▶ [What you are asked to do] All entries below are to be duplicated verbatim.

▶ [Data under study]
PR #6874, opened 2024-05-06
feat: copy entity id's

axelrindle:
Add's a new context menu entry to collections and documents allowing to copy the internal uuid for usage e.g. in webhooks.

grafik


tommoor:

▶ [Answer box]
PR #6874, opened 2024-05-06
feat: copy entity id's

axelrindle:
Add's a new context menu entry to collections and documents allowing to copy the internal uuid for usage e.g. in webhooks.

grafik


tommoor:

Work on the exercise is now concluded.